Issue #347, opened 2018-03-12
Sometimes the article is briefly displayed then replaced by a blank page


mossroy:
I noticed this issue with the current version of Firefox (58.0.2), not with Chromium. Both in jQuery and ServiceWorker mode.
If I look at the source of the white page, I see that it's our dummyArticle.html.
It's probably a regression of #342, as I cannot reproduce this issue with the commit before the merge of this PR.

mossroy:
It seems to be a race condition between loading the dummyArticle (in order to void the frame) and displaying the actual article.
I managed to fix that with the following code in readArticle function (app.js) : 
            ```
            //Void the iframe
            document.getElementById("articleContent").src = "dummyArticle.html";
            $("#articleContent").off("load");
            $("#articleContent").on("load", function(){
                selectedArchive.readArticle(dirEntry, displayArticleInForm);
            });
```
But it might not be the best way to do it.

mossroy:
I'm surprised that the browser can take so much time to load a very simple HTML file.
It might be one of the recent optimizations of Firefox (since v57), where they give a lower priority for loading some content considered less important (ads, trackers etc).

Instead of waiting for the iframe to be ready to start reading the article, it would be better to start reading it right away (it can take some time). At the end of the backend job, instead of calling displayArticleInForm, we might first check that the iframe is loaded. I did not investigate on how to do that yet.

Jaifroid:
Hmm. When I was initially experimenting, I couldn't put the voiding code in displayArticleInForm, which is where I thought it should naturally go, because it emerged that whatever method I used to load the iframe.src (even just blanking it) was actually happening async. That's why I had to put it in readArticle, since the callback there gives time for the article to load.

Maybe we need to wrap it in a promise or something. Either a simple setTimeOut promise or using q?

Jaifroid:
I haven't seen this issue in Edge or Firefox ESR (52.6), after many hours of testing in Kiwix-JS-Windows, so it must indeed be something in the latest FF.

mossroy:
We must avoid a setTimeout, because it would just hide the race-condition issue, that could still occur on slow devices.

I would suggest to move the code that voids the frame to the moment we really need it. It has the advantage to be more readable, and more user-friendly in case of an unexpected error (for example, if something goes wrong in the backend, the current code leaves the user with an empty page. If we move the code in displayArticleInForm, it would leave the existing content).
[...]

Issue #152, opened 2016-01-08
Enable injection of javascript content coming from ZIM files in jQuery mode


mossroy:
The current Ray Charles ZIM file does not have any testable javascript content.
And it was causing issues in Firefox and Firefox OS, so I disabled the injection of javascript (both in jQuery and ServiceWorker modes)

So we have to find a test ZIM file that has some, and re-enable injection of javascript

julianharty:
The PhET Simulations ZIM file is both small and relies on Javascript to render and use the exercises. It might be a useful testbed to test the support of JavaScript in kiwix-html5...

Jaifroid:
@mossroy Were the JavaScript issues due to the decompression engine hanging, or were they to do with the interaction of JavaScript with the loaded page or app operation? If hanging, then it was probably a similar issue to overloading the engine with SVG decompression or even CSS decompression. As plain-text files are highly compressed, the engine deals poorly with decompressing several things thrown at it at once.

I'm wondering if it will be feasible to re-enable JavaScript injection with a bit of pipeline management.

mossroy:
It would probably be worth testing again : I don't remember exactly what were the symptoms, and they might have disappeared (if we're very lucky), with the improvements of recent browser engines.

In any case, it will be more difficult in jQuery mode, because, unlike images and CSS, the injection timing of javascript code can sometimes be important. For example, some javascript code is sometimes launched on the "load" event of the page, because the javascript code of the "head" section should be ready at this time. If we don't inject the javascript at the right time, these javascript calls might fail.
In ServiceWorker mode, it should work naturally, as the browser engine will handle this by itself.

mossroy:
After a quick test, I managed to enable javascript in ServiceWorker mode, and it does seem to solve #355.
I'll try to test more later, and try to enable it in jQuery mode (which might be harder)

mossroy:
In jQuery mode, I manage to inject the javascript content in the src tag, but it does not seem to be executed by the browser engine. I don't know if there's a way to ask for that.
I tried to use eval() to execute it instead : it works, but seems to be executed in the global context of the document. As a consequence, the jQuery script (coming from the ZIM file) tries to load and sees that it is already loaded (because kiwix-js also uses jQuery). This eval() should be run in the context of the iframe : I don't know if it's possible.

[...]

PR #353, opened 2018-04-06
Remove dummy article

Jaifroid:
@mossroy I have now applied the changes from Kiwix JS Windows that remove dependency on dummyArticle and void the iframe using document.open(), write() and close(). Changes are in the Remove-dummyArticle branch on which this PR is based.

PR is for testing, not yet for merging.

As explained yesterday, to make this code work, it is necessary (since we are not extracting scripts from the ZIM) to neutralize active JavaScript that otherwise gets executed on page load, and causes an unhandled exception.

The culprit here is the extra JavaScript that has been injected into Wikimedia Mobile-style ZIMs to enable the opening and closing of section headers with a click. Unnecessarily IMHO, this JavaScript relies on jQuery (it could easily be rewritten not to require jQuery). So we have to neutralize it unless we want to attach jQuery to every html page pulled from the ZIM. I'm not convinced that these JavaScript routines should be hard-coded in the ZIM -- they should be injected by the client IMHO. Maybe @kelson42  can comment on why this functionality is hard-coded in the mobile-style ZIMs rather than provided by each client.

Anyway, once we neutralize those JavaScript blocks and the open-close toggles, and remove the injected class ('client-js') that has been added to the html tag of every page, we can now use this standard open-write-close method to inject the html into the iframe. I believe it solves a lot of the problems we were seeing by injecting the html using innerHTML (which doesn't execute the JavaScript, but also prevents some other things from rendering properly). Plus we squash #347 by not loading dummyArticle into the iframe.

It is quite likely that this code won't work initially in Service Worker mode, because the code for neutralizing the JavaScript is currently applied only inside a `if (contentInjectionMode === 'jquery')` block. Some of those should, I believe, be applied to both injection modes unless Service Worker mode is correctly pulling scripts from the ZIM. I leave that to you to test.

This code is tested on: IE11, Edge, Firefox ESR, Firefox Quantum and FFOS emulator. I have not tested on Chrome yet.

Please test thoroughly!


kelson42:
@Jaifroid It looks like you are disturbed by the feature which allows to open/close section with a click on Wikipedia based ZIM files (mobile version). This is indeed a feature of the content and I do not see why this should be handle outside the content (by the reader) as this is a specificity of the content/ZIM. We will have more and more ZIM file with sophisticated javascript in them (also based on jquery). If that is a problem with Kiwix-js, then we should really find a way to improve Kiwix-js to avoid that.

Jaifroid:
Sorry, @kelson42 , I'm not disturbed by it, I just have to work around it, because Kiwix JS doesn't currently support extracting and executing JavaScript from the ZIM. The script in question has this comment:

`// this function is to be able to open/close section in mobile version since the code from wiki meant to do that doesn't work`

So I thought it must have been added during scraping, and therefore not in the original HTML. It seemed like a functionality that the client should provide (and could easily provide). Clicking on sections that have the openToggle onclick event currently causes Kiwix JS to crash, but so does loading any page from such a ZIM if we do it in a way that executes JavaScript, because of the use of jQuery in that script. This is clearly a limitation of our client, but we have to work around it for now.

Good to know that the roadmap for the ZIM includes dynamic functionality -- a good reason for getting JavaScript working in Kiwix JS. Personally, I'm not a fan of jQuery, but that's down to personal coding style and history.

Jaifroid:
I've been doing a bit of reading on the merits of inserting HTML using .innerHTML vs document.write(). Main difference is that with the former, as I noted above, inline scripts do not execute, whereas with the latter they do. See https://developer.mozilla.org/en-US/docs/Web/API/Element/innerHTML . Document.write() doesn't work in XHTML documents that are served as XML (rarely the case, and not relevant to Kiwix JS, I think). Note that I found this warning on the above page, with regard to the use of innerHTML in browser extensions, and thought it might be relevant:

image

Jaifroid:
Following above discussion, and since we cannot use the supplied routine, I've implemented functionality for opening and closing section headers. Like the supplied routine, this includes the ability to open the section (if it is closed) that contains the target of any footnote, endnote or other form of note that has been clicked on (the section is derived from the target). These are the reasons why we cannot use the supplied routine in Kiwix JS:

* Due to the Content Security Policy, Firefox OS does not support use of JavaScript in inline HTML, e.g. in the `onclick = toggleOpenSection();` which is hard-coded in the mobile-style ZIM's supplied routine;

* Even if we decide not to support FFOS at some point in the future, we would have to extract or inject jQuery into every page taken from the ZIM, which seems wasteful for a few lines of code;

* The supplied routine is buggy, and does not work on ZIMs that contain reference sections with different ID's than the hard-coded id="References". E.g. several WikiMed articles have reference sections with id="Notes" and even id="Footnotes" (sometimes in addition to id="References"), and potentially others. A more generic routine is needed, and ideally one that doesn't use inline JavaScript but attaches the onclick event using addEventListener.

I've written a generic version that doesn't need jQuery here: https://github.com/kiwix/kiwix-js/pull/353/files#diff-bca463ed8ccf5e2058dfe307a95e8501R860 . No doubt it can be improved, but it's suitable for use in our client and doesn't rely on the inline onclick event in the HTML. It is tested on FFOS, IE11, Edge and Firefox with a range of ZIMs.

Note that a page is started with all headings open, rather than closed, as I believe it could be disorientating to users not used to having all headers closed. This could easily be changed, say, just for ZIMs that have a mobile style. A good ZIM to test this routine on is the latest WikiMed. @Mossroy, I completely understand if you don't want to use such a routine in Kiwix JS, but I'd be grateful if you could try it out and let me know of any problems. I'll probably use it in Kiwix JS Windows, but I wrote it out of interest, and as a challenge.

Jaifroid:
That's a great summary, @Mossroy. I'm very happy to separate out the issues. One led to another as logical consequences of each other, which is why they got pushed into this PR.

I think I'll keep this branch as a repository of ideas and port the issues into different branches.

Yes, we can start with `document.write()`, though I think it very quickly requires neutralization of JavaScript on the page at least until we have implemented #152.

Jaifroid:
Closing. See #341 for continuation.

## The problem
Starting at the line above that contains "lines of code;", write out each line exactly until the line that contains "I've written a" has been written, and stop there.

## Written solution
* Even if we decide not to support FFOS at some point in the future, we would have to extract or inject jQuery into every page taken from the ZIM, which seems wasteful for a few lines of code;

* The supplied routine is buggy, and does not work on ZIMs that contain reference sections with different ID's than the hard-coded id="References". E.g. several WikiMed articles have reference sections with id="Notes" and even id="Footnotes" (sometimes in addition to id="References"), and potentially others. A more generic routine is needed, and ideally one that doesn't use inline JavaScript but attaches the onclick event using addEventListener.

I've written a generic version that doesn't need jQuery here: https://github.com/kiwix/kiwix-js/pull/353/files#diff-bca463ed8ccf5e2058dfe307a95e8501R860 . No doubt it can be improved, but it's suitable for use in our client and doesn't rely on the inline onclick event in the HTML. It is tested on FFOS, IE11, Edge and Firefox with a range of ZIMs.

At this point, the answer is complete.